PR #810, opened 2026-04-29
fix(codex): timeout-wrap the sessions tree walk to prevent indefinite hangs

vedantdshetty:
## Summary

\`queryCodexSession\` recursively walks \`~/.codex/sessions\` via \`filepath.WalkDir\` to find resumable Codex sessions. When the underlying FS layer stalls (a WSL kernel D-state on a stuck dentry was observed on 2026-04-28; one thread held a fd whose dentry sat in \`d_alloc_parallel\`), the walk blocks indefinitely. Every \`agent-deck\` CLI command that transitively calls this function hangs along with it.

This PR wraps the \`WalkDir\` call in a 5s timeout via a small \`runWithTimeout\` helper. On timeout we log a warning and return empty without consulting partially populated state. The walk goroutine continues in the background until the FS clears.

## Test plan

- [x] \`go test ./internal/session/\` passes (full suite, 14s)
- [x] \`go test ./cmd/agent-deck/\` passes (full suite, 60s)
- [x] New tests cover the helper:
  - \`TestRunWithTimeout_CompletesBeforeTimeout\`
  - \`TestRunWithTimeout_TimesOut\`
  - \`TestRunWithTimeout_AbandonedGoroutineIsHarmless\`

## Background

This is a defensive resilience fix. The 2026-04-28 kernel-level WSL FS stall that surfaced this code path was cleared by \`wsl --shutdown\`, so the proximate cause is gone. But the agent-deck CLI should not be able to indefinitely block on any FS layer issue. This PR is the structural defense so a future stall (kernel, mount, fuse, etc.) cannot lock up CLI invocations.

### DIFF
--- a/internal/session/instance.go
+++ b/internal/session/instance.go
@@ -1356,6 +1356,38 @@ func getCodexHomeDir() string {
 	return filepath.Join(home, ".codex")
 }
 
+// runWithTimeout runs op in a goroutine and waits up to timeout for it to
+// complete. Returns true if op finished, false if it timed out. The
+// abandoned goroutine continues running until op returns naturally; its
+// effects on shared state after timeout are not consulted by callers, which
+// must check the return value before reading any variables op may have
+// written.
+//
+// Used to backstop FS operations under ~/.codex/sessions which can hang
+// indefinitely on a stuck FS layer (kernel D-state during readdir on the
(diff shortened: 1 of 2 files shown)


asheshgoplani (approved):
^^^^^^^^
Lines before the one containing "readdir on the" are to be left out; that line and every line after it through the end of the data should be copied exactly.

--- Answer below ---
+// indefinitely on a stuck FS layer (kernel D-state during readdir on the
(diff shortened: 1 of 2 files shown)


asheshgoplani (approved):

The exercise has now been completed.